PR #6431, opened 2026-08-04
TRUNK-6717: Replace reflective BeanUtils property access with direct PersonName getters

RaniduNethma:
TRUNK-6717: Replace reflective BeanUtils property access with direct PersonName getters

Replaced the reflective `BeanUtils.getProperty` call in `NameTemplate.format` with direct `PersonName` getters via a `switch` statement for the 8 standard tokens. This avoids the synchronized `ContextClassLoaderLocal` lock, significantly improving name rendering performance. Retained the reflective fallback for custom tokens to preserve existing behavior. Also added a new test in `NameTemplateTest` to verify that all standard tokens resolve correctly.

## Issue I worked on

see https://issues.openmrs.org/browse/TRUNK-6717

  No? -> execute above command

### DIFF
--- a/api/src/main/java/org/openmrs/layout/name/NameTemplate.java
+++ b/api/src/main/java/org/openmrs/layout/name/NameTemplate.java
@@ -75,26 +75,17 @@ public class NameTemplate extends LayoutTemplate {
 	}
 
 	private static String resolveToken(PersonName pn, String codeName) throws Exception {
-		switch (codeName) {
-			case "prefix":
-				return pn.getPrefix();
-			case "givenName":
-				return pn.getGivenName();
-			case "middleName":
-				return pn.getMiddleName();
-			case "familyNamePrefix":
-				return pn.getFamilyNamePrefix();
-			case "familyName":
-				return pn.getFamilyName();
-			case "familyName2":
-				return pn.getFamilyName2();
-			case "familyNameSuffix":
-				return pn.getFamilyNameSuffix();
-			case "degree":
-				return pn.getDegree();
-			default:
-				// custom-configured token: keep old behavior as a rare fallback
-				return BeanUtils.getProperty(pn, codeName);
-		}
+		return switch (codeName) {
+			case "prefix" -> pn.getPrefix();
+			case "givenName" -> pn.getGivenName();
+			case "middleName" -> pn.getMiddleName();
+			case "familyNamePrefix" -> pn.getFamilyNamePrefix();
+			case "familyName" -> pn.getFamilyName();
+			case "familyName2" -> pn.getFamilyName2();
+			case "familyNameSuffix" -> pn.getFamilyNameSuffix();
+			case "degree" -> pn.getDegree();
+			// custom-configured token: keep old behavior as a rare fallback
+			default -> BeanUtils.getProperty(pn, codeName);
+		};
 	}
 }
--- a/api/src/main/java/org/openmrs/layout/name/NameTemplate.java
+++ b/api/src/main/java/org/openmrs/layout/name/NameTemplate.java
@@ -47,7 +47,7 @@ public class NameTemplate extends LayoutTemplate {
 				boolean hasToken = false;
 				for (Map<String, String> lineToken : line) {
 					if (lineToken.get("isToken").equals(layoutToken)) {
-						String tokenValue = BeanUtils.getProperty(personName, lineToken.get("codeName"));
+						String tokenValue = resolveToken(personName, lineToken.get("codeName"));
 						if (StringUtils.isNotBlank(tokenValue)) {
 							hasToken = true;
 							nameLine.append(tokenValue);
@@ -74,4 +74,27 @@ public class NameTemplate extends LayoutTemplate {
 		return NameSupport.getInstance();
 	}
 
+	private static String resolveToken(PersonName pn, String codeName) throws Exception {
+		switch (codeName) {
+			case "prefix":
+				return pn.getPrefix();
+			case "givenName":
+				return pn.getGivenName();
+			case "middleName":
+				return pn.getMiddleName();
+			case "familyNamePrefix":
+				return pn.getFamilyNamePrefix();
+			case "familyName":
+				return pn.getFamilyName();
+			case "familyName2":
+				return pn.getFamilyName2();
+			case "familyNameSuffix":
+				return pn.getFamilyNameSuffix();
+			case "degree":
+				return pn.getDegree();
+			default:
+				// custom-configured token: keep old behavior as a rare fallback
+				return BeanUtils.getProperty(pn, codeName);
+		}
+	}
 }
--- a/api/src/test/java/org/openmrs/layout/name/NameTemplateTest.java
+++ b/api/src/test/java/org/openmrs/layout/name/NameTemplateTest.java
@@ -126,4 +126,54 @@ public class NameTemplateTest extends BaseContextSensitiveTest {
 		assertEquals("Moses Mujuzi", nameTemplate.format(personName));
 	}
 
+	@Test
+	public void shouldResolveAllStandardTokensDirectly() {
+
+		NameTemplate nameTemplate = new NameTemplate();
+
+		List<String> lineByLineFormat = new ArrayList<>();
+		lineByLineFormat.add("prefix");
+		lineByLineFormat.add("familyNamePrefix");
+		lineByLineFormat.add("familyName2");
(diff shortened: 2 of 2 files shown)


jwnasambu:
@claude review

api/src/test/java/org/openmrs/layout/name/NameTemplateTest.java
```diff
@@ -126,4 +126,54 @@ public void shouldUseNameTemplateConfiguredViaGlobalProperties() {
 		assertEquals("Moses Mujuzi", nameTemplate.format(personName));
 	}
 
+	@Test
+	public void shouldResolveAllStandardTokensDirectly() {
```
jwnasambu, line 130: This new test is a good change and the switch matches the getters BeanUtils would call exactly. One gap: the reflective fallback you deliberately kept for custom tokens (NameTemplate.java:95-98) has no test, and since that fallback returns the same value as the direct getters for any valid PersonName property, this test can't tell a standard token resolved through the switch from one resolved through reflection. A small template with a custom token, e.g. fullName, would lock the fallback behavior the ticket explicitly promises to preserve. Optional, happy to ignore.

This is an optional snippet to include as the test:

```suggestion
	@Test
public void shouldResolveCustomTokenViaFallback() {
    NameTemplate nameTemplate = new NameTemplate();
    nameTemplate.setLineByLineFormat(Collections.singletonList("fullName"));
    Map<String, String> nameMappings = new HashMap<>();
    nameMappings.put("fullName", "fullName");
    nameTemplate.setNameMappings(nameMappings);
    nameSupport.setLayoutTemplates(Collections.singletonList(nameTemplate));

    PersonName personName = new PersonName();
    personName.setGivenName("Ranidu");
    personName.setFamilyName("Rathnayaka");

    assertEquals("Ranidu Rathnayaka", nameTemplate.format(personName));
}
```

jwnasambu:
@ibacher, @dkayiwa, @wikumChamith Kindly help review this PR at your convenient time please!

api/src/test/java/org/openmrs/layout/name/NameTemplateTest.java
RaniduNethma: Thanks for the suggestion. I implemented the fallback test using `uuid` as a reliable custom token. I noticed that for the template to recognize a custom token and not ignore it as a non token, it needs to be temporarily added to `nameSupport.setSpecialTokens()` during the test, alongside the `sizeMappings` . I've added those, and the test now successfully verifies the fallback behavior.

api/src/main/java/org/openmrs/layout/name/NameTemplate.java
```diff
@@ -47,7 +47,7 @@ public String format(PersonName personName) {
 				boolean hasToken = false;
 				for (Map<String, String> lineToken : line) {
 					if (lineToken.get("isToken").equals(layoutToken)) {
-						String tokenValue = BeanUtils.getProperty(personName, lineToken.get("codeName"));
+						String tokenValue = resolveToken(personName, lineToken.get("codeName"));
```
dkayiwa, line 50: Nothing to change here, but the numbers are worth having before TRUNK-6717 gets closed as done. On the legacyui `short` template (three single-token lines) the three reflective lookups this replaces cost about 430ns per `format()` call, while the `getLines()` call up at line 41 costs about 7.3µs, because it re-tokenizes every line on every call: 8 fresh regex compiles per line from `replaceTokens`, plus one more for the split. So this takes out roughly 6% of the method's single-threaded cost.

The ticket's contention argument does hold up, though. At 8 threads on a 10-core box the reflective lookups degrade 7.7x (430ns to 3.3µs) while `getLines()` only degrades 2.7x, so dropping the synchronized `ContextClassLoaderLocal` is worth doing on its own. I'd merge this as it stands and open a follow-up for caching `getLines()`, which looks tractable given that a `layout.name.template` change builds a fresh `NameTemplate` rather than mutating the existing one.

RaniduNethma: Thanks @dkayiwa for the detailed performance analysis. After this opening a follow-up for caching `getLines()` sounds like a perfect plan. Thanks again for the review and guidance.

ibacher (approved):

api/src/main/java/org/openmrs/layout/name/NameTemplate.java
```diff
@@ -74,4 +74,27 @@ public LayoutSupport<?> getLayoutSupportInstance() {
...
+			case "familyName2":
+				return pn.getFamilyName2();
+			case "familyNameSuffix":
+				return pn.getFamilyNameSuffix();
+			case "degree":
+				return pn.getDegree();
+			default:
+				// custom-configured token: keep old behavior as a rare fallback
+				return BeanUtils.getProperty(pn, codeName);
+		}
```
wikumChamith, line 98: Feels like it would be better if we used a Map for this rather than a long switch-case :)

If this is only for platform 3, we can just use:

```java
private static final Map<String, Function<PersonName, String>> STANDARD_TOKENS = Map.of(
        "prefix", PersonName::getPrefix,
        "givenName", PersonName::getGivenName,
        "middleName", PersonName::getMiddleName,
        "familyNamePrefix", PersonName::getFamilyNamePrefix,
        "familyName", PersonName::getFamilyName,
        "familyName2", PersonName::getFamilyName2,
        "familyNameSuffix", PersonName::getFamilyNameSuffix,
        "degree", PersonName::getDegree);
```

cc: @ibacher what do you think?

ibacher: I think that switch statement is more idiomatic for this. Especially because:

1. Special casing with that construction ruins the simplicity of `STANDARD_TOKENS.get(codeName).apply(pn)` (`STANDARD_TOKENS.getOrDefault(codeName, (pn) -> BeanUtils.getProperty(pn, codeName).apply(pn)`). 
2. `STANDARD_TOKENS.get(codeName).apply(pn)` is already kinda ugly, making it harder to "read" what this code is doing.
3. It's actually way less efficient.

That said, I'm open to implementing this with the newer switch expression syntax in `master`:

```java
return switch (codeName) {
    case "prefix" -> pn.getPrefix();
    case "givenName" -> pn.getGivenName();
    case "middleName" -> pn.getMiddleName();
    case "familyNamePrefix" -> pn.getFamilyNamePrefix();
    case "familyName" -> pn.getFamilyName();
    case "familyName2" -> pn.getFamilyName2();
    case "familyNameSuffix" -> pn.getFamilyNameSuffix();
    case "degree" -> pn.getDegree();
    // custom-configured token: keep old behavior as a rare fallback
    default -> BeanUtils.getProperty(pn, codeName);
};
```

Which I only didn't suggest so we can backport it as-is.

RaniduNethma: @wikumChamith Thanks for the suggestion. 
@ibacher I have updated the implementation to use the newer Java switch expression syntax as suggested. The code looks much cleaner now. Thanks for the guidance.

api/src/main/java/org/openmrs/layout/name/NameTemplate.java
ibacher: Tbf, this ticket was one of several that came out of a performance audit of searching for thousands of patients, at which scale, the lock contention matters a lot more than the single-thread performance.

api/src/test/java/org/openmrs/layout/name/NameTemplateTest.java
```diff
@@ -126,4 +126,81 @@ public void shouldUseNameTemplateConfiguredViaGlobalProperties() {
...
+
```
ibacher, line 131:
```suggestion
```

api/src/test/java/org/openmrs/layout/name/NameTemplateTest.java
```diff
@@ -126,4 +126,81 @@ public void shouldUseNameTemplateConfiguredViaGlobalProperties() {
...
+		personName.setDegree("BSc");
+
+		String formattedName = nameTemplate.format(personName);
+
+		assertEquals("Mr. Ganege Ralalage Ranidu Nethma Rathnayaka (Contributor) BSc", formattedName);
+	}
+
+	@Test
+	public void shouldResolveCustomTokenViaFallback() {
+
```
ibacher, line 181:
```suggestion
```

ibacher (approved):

---

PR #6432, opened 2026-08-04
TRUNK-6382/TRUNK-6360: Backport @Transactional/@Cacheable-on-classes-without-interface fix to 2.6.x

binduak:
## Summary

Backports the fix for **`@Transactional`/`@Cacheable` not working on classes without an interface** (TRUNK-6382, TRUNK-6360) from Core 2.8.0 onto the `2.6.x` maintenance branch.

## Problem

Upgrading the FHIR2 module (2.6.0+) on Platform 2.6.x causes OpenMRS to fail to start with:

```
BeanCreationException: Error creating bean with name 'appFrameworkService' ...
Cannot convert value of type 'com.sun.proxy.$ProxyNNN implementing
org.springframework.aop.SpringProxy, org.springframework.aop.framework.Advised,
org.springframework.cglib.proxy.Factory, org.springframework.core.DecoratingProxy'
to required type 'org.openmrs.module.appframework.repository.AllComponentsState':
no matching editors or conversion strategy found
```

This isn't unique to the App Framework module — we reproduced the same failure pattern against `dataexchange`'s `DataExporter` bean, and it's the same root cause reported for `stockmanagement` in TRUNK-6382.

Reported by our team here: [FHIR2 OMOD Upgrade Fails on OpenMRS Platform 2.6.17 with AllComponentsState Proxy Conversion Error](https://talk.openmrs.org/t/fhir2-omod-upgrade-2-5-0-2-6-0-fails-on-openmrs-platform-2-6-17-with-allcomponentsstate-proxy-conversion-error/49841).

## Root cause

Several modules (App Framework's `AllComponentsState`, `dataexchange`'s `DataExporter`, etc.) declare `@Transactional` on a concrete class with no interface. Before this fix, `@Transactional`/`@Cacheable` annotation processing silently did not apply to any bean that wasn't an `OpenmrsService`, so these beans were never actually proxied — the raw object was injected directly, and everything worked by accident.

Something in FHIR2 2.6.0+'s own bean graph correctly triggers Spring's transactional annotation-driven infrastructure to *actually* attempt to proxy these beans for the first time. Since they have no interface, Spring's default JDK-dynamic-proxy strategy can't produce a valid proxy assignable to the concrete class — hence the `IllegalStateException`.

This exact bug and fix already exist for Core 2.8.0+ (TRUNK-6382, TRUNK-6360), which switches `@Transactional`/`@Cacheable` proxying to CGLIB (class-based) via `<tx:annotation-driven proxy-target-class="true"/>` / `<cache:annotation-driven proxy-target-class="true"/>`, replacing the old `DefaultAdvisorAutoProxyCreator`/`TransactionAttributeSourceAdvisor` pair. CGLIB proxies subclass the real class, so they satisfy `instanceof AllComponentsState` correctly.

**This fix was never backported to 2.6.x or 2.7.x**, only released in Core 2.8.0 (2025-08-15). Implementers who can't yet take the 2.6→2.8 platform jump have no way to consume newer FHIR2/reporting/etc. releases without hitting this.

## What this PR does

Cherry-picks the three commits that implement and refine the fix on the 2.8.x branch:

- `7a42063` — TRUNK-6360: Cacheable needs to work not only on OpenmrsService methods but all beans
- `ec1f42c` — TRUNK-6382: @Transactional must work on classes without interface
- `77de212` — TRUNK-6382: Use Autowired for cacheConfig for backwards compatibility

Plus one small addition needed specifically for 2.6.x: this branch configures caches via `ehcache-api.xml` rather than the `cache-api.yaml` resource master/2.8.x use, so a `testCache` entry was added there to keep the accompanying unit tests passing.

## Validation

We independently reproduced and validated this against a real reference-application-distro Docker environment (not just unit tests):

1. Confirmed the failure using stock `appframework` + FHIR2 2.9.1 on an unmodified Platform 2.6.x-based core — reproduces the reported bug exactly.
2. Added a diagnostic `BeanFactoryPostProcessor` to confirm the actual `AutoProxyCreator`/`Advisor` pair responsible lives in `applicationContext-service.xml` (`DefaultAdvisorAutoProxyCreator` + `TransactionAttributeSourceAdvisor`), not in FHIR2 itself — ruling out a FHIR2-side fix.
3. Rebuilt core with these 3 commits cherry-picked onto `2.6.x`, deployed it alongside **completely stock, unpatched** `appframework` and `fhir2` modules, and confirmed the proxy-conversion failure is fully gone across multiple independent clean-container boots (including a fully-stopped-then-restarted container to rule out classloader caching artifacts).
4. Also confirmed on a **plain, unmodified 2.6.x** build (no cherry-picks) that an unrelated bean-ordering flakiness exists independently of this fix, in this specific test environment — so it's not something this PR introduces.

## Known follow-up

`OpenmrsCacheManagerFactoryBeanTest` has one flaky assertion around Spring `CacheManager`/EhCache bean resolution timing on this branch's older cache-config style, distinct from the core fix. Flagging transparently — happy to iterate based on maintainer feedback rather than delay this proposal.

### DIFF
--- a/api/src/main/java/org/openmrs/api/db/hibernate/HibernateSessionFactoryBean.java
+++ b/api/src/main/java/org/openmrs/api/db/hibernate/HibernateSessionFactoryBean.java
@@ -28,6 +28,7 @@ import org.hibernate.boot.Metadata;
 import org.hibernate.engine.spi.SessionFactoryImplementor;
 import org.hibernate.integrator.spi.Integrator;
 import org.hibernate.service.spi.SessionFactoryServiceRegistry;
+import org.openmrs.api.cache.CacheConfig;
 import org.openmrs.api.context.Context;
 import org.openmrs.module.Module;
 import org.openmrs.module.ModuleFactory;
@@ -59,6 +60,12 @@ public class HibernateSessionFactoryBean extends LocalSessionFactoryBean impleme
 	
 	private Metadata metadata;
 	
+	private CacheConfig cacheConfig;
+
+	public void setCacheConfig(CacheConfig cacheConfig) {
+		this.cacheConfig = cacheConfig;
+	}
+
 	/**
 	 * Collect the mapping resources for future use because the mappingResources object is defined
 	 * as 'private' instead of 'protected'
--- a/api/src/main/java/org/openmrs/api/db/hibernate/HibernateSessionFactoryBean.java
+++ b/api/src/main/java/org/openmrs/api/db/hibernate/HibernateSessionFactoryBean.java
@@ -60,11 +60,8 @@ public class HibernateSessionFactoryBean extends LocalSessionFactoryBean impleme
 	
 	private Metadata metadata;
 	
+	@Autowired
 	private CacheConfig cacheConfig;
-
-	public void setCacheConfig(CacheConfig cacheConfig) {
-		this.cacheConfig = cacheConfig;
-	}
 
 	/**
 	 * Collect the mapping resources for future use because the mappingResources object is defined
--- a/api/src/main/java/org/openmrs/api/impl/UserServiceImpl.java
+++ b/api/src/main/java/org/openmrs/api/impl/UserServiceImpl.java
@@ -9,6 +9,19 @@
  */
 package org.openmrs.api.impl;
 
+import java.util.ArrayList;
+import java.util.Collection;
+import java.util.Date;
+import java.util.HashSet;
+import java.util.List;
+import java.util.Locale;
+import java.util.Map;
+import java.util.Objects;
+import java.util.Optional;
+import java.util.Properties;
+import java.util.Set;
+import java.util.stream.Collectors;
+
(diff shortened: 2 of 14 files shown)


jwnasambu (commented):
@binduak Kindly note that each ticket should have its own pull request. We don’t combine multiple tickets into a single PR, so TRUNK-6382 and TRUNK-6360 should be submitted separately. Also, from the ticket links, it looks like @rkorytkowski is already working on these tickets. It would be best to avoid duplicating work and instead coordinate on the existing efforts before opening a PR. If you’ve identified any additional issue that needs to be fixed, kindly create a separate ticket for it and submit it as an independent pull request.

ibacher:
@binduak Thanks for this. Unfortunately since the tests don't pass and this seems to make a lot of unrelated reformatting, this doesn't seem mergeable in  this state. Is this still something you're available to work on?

## Goal of the exercise
Lines of the data above that include the string "more" must each be copied.

## Finished exercise
dkayiwa, line 50: Nothing to change here, but the numbers are worth having before TRUNK-6717 gets closed as done. On the legacyui `short` template (three single-token lines) the three reflective lookups this replaces cost about 430ns per `format()` call, while the `getLines()` call up at line 41 costs about 7.3µs, because it re-tokenizes every line on every call: 8 fresh regex compiles per line from `replaceTokens`, plus one more for the split. So this takes out roughly 6% of the method's single-threaded cost.
ibacher: I think that switch statement is more idiomatic for this. Especially because:
ibacher: Tbf, this ticket was one of several that came out of a performance audit of searching for thousands of patients, at which scale, the lock contention matters a lot more than the single-thread performance.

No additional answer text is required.